# H back on Facebook



## Chopsy (Oct 10, 2012)

I've been doing the 180 and generally feeling pretty good. H hasn't initiated contact and I have left him to work it out for himself. Some months ago he got fed up with Facebook and took himself off it, he didn't close his acct, but withdrew it. I remember he said he would be able to reinstate if he wanted. Anyway he has been off FB for months but yesterday I noticed on my profile it said married to...with his name. Before that it just said married. Sorry if this isn't making any sense. Anyway he is suddenly back on Facebook, tho has not been posting or commenting. 

I should say I am tempted to say hi on his page but have held back so far. 

I suspect he is on FB to check in on what I am doing. Or possibly not. However I'm in two minds about it- my first thought was great, he's still interested enough to possibly be checking in on me.
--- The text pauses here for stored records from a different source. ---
Issue #3294, opened 2026-02-27
Operator fails silently when ScyllaCluster's task names do not adhere to RFC 1123 subdomain requirements


rzetelskik:
When a ScyllaCluster is created with a manager task (either baackup or repair) with a name that doesn't adhere to RFC 1123 subdomain requirements, the underlying ScyllaDBManagerTask creation fails and propagates to the controller condition, but 1) the admission webhook does not forbid the creation of ScyllaCluster, 2) the error does not propagate to task errors in ScyllaCluster's status, and 3) the controller condition is not aggregated to the "global" ScyllaCluster conditions (Available, Progressing, Degraded). What this means is that the manager task is never created and the error is silent - it can only be observed in ScyllaCluster's controller conditions.

```
  - lastTransitionTime: "2026-02-26T13:15:11Z"
    message: 'can''t apply ScyllaDBManagerTask: ScyllaDBManagerTask.scylla.scylladb.com
      "scylla-repair-invalid_name-2n2u3" is invalid: metadata.name: Invalid value:
      "scylla-repair-invalid_name-2n2u3": a lowercase RFC 1123 subdomain must consist
      of lower case alphanumeric characters, ''-'' or ''.'', and must start and end
      with an alphanumeric character (e.g. ''example.com'', regex used for validation
      is ''[a-z0-9]([-a-z0-9]*[a-z0-9])?(\.[a-z0-9]([-a-z0-9]*[a-z0-9])?)*'')'
    observedGeneration: 1
    reason: Error
    status: "True"
    type: ScyllaDBManagerTaskControllerDegraded
```

```
  - lastTransitionTime: "2026-02-26T10:55:33Z"
    message: ""
    observedGeneration: 1
    reason: AsExpected
    status: "False"
    type: Degraded
```

This is a regression introduced when adding the under-the-hood translation from ScyllaCluster's inlined tasks to ScyllaDBManagerTask objects.

## Acceptance criteria
- [ ] `ScyllaDBManagerTaskControllerDegraded` condition is taken into account to calculate the aggregate `Degraded` condition
- [ ] Task names not adhering to RFC 1123 are forbidden by the admission webhook.

Proposed solution:
- In a next patch release, extend the admission webhook to log a warning when a ScyllaCluster with task names not adhering to RFC1123 subdomain requirements is created or updated.
- In a next minor release:
  - Extend the admission webhook to forbid task names not adhering to RFC1123 subdomain requirements in ScyllaCluster spec.
[...]

PR #3295, opened 2026-02-27
Add warnings for ScyllaCluster's manager task names not adhering to RFC 1123 subdomain requirements

rzetelskik:
**Description of your changes:** As per https://github.com/scylladb/scylla-operator/issues/3294, operator fails silently when ScyllaCluster's task names do not adhere to RFC 1123 subdomain requirements. As part of the proposed solution, this PR extends the admission webhook to log warnings and inform about backwards-incompatible validation tightening in a future minor release.

It's an intermediate step towards https://github.com/scylladb/scylla-operator/issues/3294

/kind api-change
/priority important-soon
/cc @czeslavo

### DIFF
--- a/pkg/api/scylla/validation/cluster_validation.go
+++ b/pkg/api/scylla/validation/cluster_validation.go
@@ -510,16 +510,50 @@ func isRackStatusUpToDate(sc *scyllav1.ScyllaCluster, rack string) bool {
 func GetWarningsOnScyllaClusterCreate(sc *scyllav1.ScyllaCluster) []string {
 	var warnings []string
 
-	warnings = append(warnings, warningsForScyllaClusterSpec(&sc.Spec, field.NewPath("spec"))...)
+	warnings = append(warnings, getWarningsForScyllaClusterSpec(&sc.Spec, field.NewPath("spec"))...)
 
 	return warnings
 }
 
-func warningsForScyllaClusterSpec(spec *scyllav1.ScyllaClusterSpec, fldPath *field.Path) []string {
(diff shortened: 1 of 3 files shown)


pkg/api/scylla/validation/cluster_validation.go
```diff
@@ -510,25 +510,59 @@ func isRackStatusUpToDate(sc *scyllav1.ScyllaCluster, rack string) bool {
...
+	warnings = append(warnings, getWarningsForTaskSpec(&repairTaskSpec.TaskSpec, fldPath)...)
+
+	return warnings
+}
+
+func getWarningsForTaskSpec(taskSpec *scyllav1.TaskSpec, fldPath *field.Path) []string {
+	var warnings []string
+
+	for _, msg := range apimachineryvalidation.NameIsDNSSubdomain(taskSpec.Name, false) {
+		warnings = append(warnings, fmt.Sprintf("%s. An invalid task name will result in a validation error in the next minor release.", field.Invalid(fldPath.Child("name"), taskSpec.Name, msg)))
```
czeslavo: I'm wondering whether we could make it a bit clearer what the consequences are - "will result in a validation error" doesn't explain directly what that will mean in practice (I suppose not everyone will know the difference between warnings/errors).

Maybe we could rephrase that to "ScyllaDB Operator will reject ScyllaCluster objects' creation/update with this invalid task name in the next minor release."?

rzetelskik: Good pointed, changed

czeslavo:
Let's remember about backporting to v1.20.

My second thought was if he sees what I'm up to, he will not feel the need to get in touch. 

Thoughts anyone?


----------



## NoWhere (Oct 2, 2012)

You can always block him from seeing your page. If he is trying to check up on you that should drive him crazy.


----------



## daisygirl 41 (Aug 5, 2011)

So do hi want him to see what you're up to? Just block him if you don't.
Have you looked to see what he's up to??
_Posted via Mobile Device_


----------



## wiigirl (Jun 14, 2012)

NoWhere said:


> You can always block him from seeing your page. If he is trying to check up on you that should drive him crazy.


I agree...block him or dont put anything on fb you dont want him to see.








_Posted via Mobile Device_


----------



## vi_bride04 (Mar 28, 2012)

Block him. Less drama that way.


----------